Judge sees danger of escape: Assange’s release refused

Judge sees danger of escape
Assange’s release denied

Whistleblower Julian Assange has been in custody for 15 months. After the rejection of an extradition request, the Wikileaks founder hopes to be released on bail. A court in London decides against it: Assange remains in the maximum security prison.

Wikileaks founder Julian Assange remains in custody in the UK. A court in London denied the defense’s motion to release the 49-year-old on bail. On Monday, the same judge rejected a US extradition request against Assange.

Vanessa Baraitser had based her first decision on Assange’s mental health and the prison conditions that would await him in the United States. It is to be expected that he will commit suicide in solitary confinement. Now she said Assange could be treated well in the maximum security Belmarsh Prison. In addition, there is a risk that Assange will try to escape, as in the past.

Assange had evaded prosecution at the Ecuadorian embassy in London for nearly seven years. An appeal can still be lodged against the judgment – as well as against the new decision. The US judiciary accuses Assange of stealing and publishing secret material from US military operations in Iraq and Afghanistan together with whistleblower Chelsea Manning – then Bradley Manning. He put the lives of US informants in danger. His supporters, however, consider him an investigative journalist who has brought war crimes to light.

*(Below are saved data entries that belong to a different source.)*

PR #325, opened 2017-12-06
Generalize build.py to be not z2jh specific

yuvipanda:
I'm calling it 'chartpress', like a printing press but for charts.

- Factor out repo specific info into a separate chartpress.yaml file,
  so we can move build.py to a separate repo eventually
- Fixup travis to use new commandline params

### DIFF
--- a/.travis.yml
+++ b/.travis.yml
@@ -16,7 +16,7 @@ script:
     docker login -u ${DOCKER_USERNAME} -p "${DOCKER_PASSWORD}"
     export PUSH="--push --publish-chart"
   fi
-- "./build.py build --commit-range ${TRAVIS_COMMIT_RANGE} $PUSH"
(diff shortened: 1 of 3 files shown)


yuvipanda:
Next step here is to make sure this works for binderhub's chart CI too, and then split it up into its own repo.

Also perhaps clean up the code :)

minrk:
Anything else you want to do here? e.g. test that it works with binderhub first?

yuvipanda:
I tested the publish_chart bit (which I couldn't on the flight) and fixed it. It's good to go, @minrk. Needs verification post merge tho.

minrk:
`helm package` [failed](https://travis-ci.org/jupyterhub/zero-to-jupyterhub-k8s/builds/312464887)

Issue #251, opened 2017-11-04
Document max length on docker image names


choldgraf:
From https://gitter.im/jupyterhub/jupyterhub?at=59fd7c3ee44c43700ab70c45

it sounds like having docker image names above a certain length will cause timeouts

choldgraf:
this was fixed by #327!

PR #327, opened 2017-12-06
Solves #251: add a note to the doc on 63 chars limit

tracek:
Trivial change in doc to address https://github.com/jupyterhub/zero-to-jupyterhub-k8s/issues/251

### DIFF
--- a/doc/source/user-experience.rst
+++ b/doc/source/user-experience.rst
@@ -58,7 +58,7 @@ existing image, such as the ``scipy-notebook`` image, complete these steps:
 
    .. note::
    
-      Container name cannot be longer than 63 characters.
+      Container image name cannot be longer than 63 characters.
 
       Always use an explicit ``tag``, such as a specific commit.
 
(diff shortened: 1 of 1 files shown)


doc/source/user-experience.rst
```diff
@@ -57,6 +57,8 @@ existing image, such as the ``scipy-notebook`` image, complete these steps:
            tag: 8e15d329f1e9
 
    .. note::
+   
+      Container name cannot be longer than 63 characters.
```
yuvipanda: This should probably say that the container *image* name can not be longer than 63 characters?

tracek: Indeed, thanks. Fixed.

yuvipanda:
Thanks for the patch, @tracek! Welcome to the community, and I hope to see more patches from you 'round here :)

yuvipanda:
Test failures are unrelated, since this is a doc change.

PR #328, opened 2017-12-06
move deploy to deploy stage

minrk:
avoids restricting testing to deployable branches

### DIFF
--- a/.travis.yml
+++ b/.travis.yml
@@ -8,7 +8,7 @@ install:
 - . ci/minikube.env
 - ./ci/install.sh
 script:
-- ./build.py build --commit-range ${TRAVIS_COMMIT_RANGE}
+- ./build.py --commit-range ${TRAVIS_COMMIT_RANGE}
 - ./ci/test.sh
 
 deploy:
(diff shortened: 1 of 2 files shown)


minrk:
Needs to wait for #325 and rebase, since it changes how build.py is called slightly.

Will need to double check that the deploy succeeded after merging this one!

minrk:
Rebased on #330, so if that passes, this should be okay.

.travis.yml
```diff
@@ -8,19 +8,17 @@ install:
 - . ci/minikube.env
 - ./ci/install.sh
 script:
-- |
-  if [[ "$TRAVIS_PULL_REQUEST" == "false" && ( "$TRAVIS_BRANCH" = master || "$TRAVIS_BRANCH" == v0.4.x ) ]]; then
-    docker login -u ${DOCKER_USERNAME} -p "${DOCKER_PASSWORD}"
-    export PUSH="--push --publish-chart"
-  fi
-- "GIT_SSH_COMMAND='ssh -i travis' ./build.py --commit-range ${TRAVIS_COMMIT_RANGE} $PUSH"
+- ./build.py build --commit-range ${TRAVIS_COMMIT_RANGE}
```
yuvipanda: need to get rid of the second 'build', that's why this is failing

yuvipanda:
Thanks, @minrk

PR #330, opened 2017-12-06
use absolute path to travis ssh key

minrk:
git is run from a few different working directories, so abspath should be more portable

This should fix the build after #325


yuvipanda:
Ty!

PR #162, opened 2026-04-10
Feature/issue 109 wishwall location

### LINKED ISSUE #109: Implement WishwallLocation
We need a location type for quests that give a reward directly from the quest board (wishwall). For example, this would include most Hunt wishes and Grand Hunt wishes. I think this is likely best done as an `AutoLocation`, with one location/placement per quest (hence potentially several placements at the same quest board). A few notes:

The journalists’ organization Reporters Without Borders no longer sees great chances of success for the US justice system. “It is very unlikely that a US appointment will be successful,” said the organization’s London representative, Rebecca Vincent, of the German Press Agency. “I don’t see what new arguments the lawyers could bring up in court.” She hopes US President-elect Joe Biden will be able to settle Assange’s prosecution when he takes office. Biden is slated to be sworn in on January 20th in the US, ending Donald Trump’s era.

The UN Special Rapporteur on Torture, Nils Melzer, warned of a precedent “denying investigative journalists the protection of the freedom of the press and paving the way for their prosecution on charges of espionage”. Monday’s verdict is dangerous. It is only a question of whether Assange is fit enough to endure the prison conditions in the USA, said Melzer according to a statement.